(THE INPUT begins)

PR #5162, opened 2024-01-30
Add support for f64 in vertex format

valaphee:
**Connections**
GL depends on https://github.com/grovesNL/glow/pull/275
https://github.com/gpuweb/gpuweb/issues/2805

**Description**
At the moment no backend seems to support f64 in vertex formats (even Vulkan). This pr tries to implement f64 for all backends except metal.

**Testing**

**Checklist**

- [ ] Run `cargo fmt`.

### DIFF
--- a/Cargo.lock
+++ b/Cargo.lock
@@ -1558,9 +1558,8 @@ checksum = "151665d9be52f9bb40fc7966565d39666f2d1e69233571b71b87791c7e0528b3"
 
 [[package]]
 name = "glow"
-version = "0.13.1"
-source = "registry+https://github.com/rust-lang/crates.io-index"
-checksum = "bd348e04c43b32574f2de31c8bb397d96c9fcfa1371bd4ca6d8bdc464ab121b1"
+version = "0.13.0"
+source = "git+https://github.com/grovesNL/glow.git#e4a9a702111c425abdf9febef3ec2f2ce4822c26"
 dependencies = [
  "js-sys",
  "slotmap",
--- a/Cargo.toml
+++ b/Cargo.toml
@@ -151,7 +151,7 @@ hassle-rs = "0.11.0"
 
 # Gles dependencies
 khronos-egl = "6"
-glow = "0.13.1"
+glow = { git = "https://github.com/grovesNL/glow.git" }
 glutin = "0.29.1"
 
 # wasm32 dependencies
--- a/wgpu-hal/Cargo.toml
+++ b/wgpu-hal/Cargo.toml
@@ -105,7 +105,7 @@ rustc-hash = "1.1"
 log = "0.4"
 
 # backend: Gles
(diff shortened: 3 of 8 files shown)


valaphee:
On a different note, whats the minimum supported Desktop GL version? According to README its 3.3+ but this is most likely wrong as glVertexAttribFormat is only supported 4.3 upwards. There are also checks for 4.2 in the code.

As general everything before Windows 7 is not worth supporting anyway, as Firefox doesn't even support Windows XP anymore (and 3.3 is in the era of XP and Vista)

examples/src/cube/mod.rs
```diff
@@ -5,13 +5,13 @@ use wgpu::util::DeviceExt;
 #[repr(C)]
 #[derive(Clone, Copy, Pod, Zeroable)]
 struct Vertex {
-    _pos: [f32; 4],
+    _pos: [f64; 4],
```
cwfitzgerald: To be resolved when no longer draft: Instead of hijacking cube, could this be a set of tests in `tests/tests`

cwfitzgerald:
> On a different note, whats the minimum supported Desktop GL version?

It should be 3.3.

> According to README its 3.3+ but this is most likely wrong as glVertexAttribFormat is only supported 4.3 upwards. 

Those are only used if the [VERTEX_BUFFER_LAYOUT private cap is supported](https://github.com//gfx-rs/wgpu/blob/580340f2d3d9410573d2fab4c7090d7669fccefb/wgpu-hal/src/gles/command.rs#L122-L124). Which is [`supported((3, 1), (4, 3)) || extensions.contains("GL_ARB_vertex_attrib_binding")`](https://github.com//gfx-rs/wgpu/blob/b8f27c7284b95809e26069a9ace0282cc5904006/wgpu-hal/src/gles/adapter.rs#L581).

> As general everything before Windows 7 is not worth supporting anyway, as Firefox doesn't even support Windows XP anymore (and 3.3 is in the era of XP and Vista)

We definitely don't support Windows 7 in any meaningful way, but you can still have a 3.3 GPU on a Windows 10 machine. @Zoxc, who initially implemented desktop OpenGL support, ran it all the way back to 3.1 (with some limitations).

valaphee:
Ah thanks, didn't saw the VERTEX_BUFFER_LAYOUT private cap. I'll add a proper test shortly. Didn't meant to push the hijacked cube. 😅

DX12 doesn't seem to support 64 bit in vertex format entirely (no dxgi format), but shaders at least should support it (DoublePrecisionFloatShaderOps).

cwfitzgerald:
Do you still have interest in pursuing this?

valaphee:
Sure, I'll finish it up and add some tests, just waited for the OpenGL Non-ES backend to work on Linux (as I switched to Linux)

valaphee:
I should have rebased, oops...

(THE INPUT ends)

## WHAT TO PRODUCE
From the line with "Do you still have interest in pursuing this?" through the last line of the records, set down every line exactly as written and leave out all others.

## WRITTEN SOLUTION
Do you still have interest in pursuing this?

valaphee:
Sure, I'll finish it up and add some tests, just waited for the OpenGL Non-ES backend to work on Linux (as I switched to Linux)

valaphee:
I should have rebased, oops...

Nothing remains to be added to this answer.